Could you write out the lines below exactly, beginning with the first and finishing with the one that contains "from flask import request"?

--*--

PR #7720, opened 2017-09-18
[feature fix] Don't use select_for_update outside of a transaction [OSF-8297]

caseyrollins:
#### Purpose
- Continuation of #7709 

#### Changes
- Check that request is within a transaction before using `select_for_update`

#### Ticket
- [OSF-8297](https://openscience.atlassian.net/browse/OSF-8297)

### DIFF
--- a/framework/database/__init__.py
+++ b/framework/database/__init__.py
@@ -5,6 +5,7 @@ import httplib as http
 import markupsafe
 from django.core.paginator import Paginator
 from django.db.models import Q, QuerySet
+from django.db import transaction
 from flask import request
 from rest_framework.permissions import SAFE_METHODS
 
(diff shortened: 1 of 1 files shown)


framework/database/__init__.py
```diff
@@ -31,7 +32,7 @@ def get_or_http_error(Model, pk_or_query, allow_deleted=False, display_name=None
     display_name = display_name or ''
     # FIXME: Not everything that uses this decorator needs to be markupsafe, but OsfWebRenderer error.mako does...
     safe_name = markupsafe.escape(display_name)
-    select_for_update = bool(request.method not in SAFE_METHODS)
+    select_for_update = bool(request.method not in SAFE_METHODS and not view_has_annotation(NO_AUTO_TRANSACTION_ATTR))
```
sloria: It's still possible for this to be called outside of a transaction, i.e. if a view is managing it's own transactions.

```python
@no_auto_transaction
def myview():
    obj = get_or_http_error(..)
     with transaction.atomic():
            # ...
```

Does Django offer a way to check whether we're in the context of an active transaction?

PR #14, opened 2017-07-21
No strangers

maxf:
Because we want to mandate HTTP auth, we set defaults to be long numbers. There's probably a clearer way to do it. Suggestions welcome.

### DIFF
--- a/README.md
+++ b/README.md
@@ -1,3 +1,6 @@
 # Find Data Beta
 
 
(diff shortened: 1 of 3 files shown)


govuklaurence:
Might be best to ditch the random numbers and just fail if the env vars aren't set

maxf:
@govuklaurence : fail how?

maxf:
How's that @govuklaurence ?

--*--

## TASK RESPONSE
PR #7720, opened 2017-09-18
[feature fix] Don't use select_for_update outside of a transaction [OSF-8297]

caseyrollins:
#### Purpose
- Continuation of #7709 

#### Changes
- Check that request is within a transaction before using `select_for_update`

#### Ticket
- [OSF-8297](https://openscience.atlassian.net/browse/OSF-8297)

### DIFF
--- a/framework/database/__init__.py
+++ b/framework/database/__init__.py
@@ -5,6 +5,7 @@ import httplib as http
 import markupsafe
 from django.core.paginator import Paginator
 from django.db.models import Q, QuerySet
+from django.db import transaction
 from flask import request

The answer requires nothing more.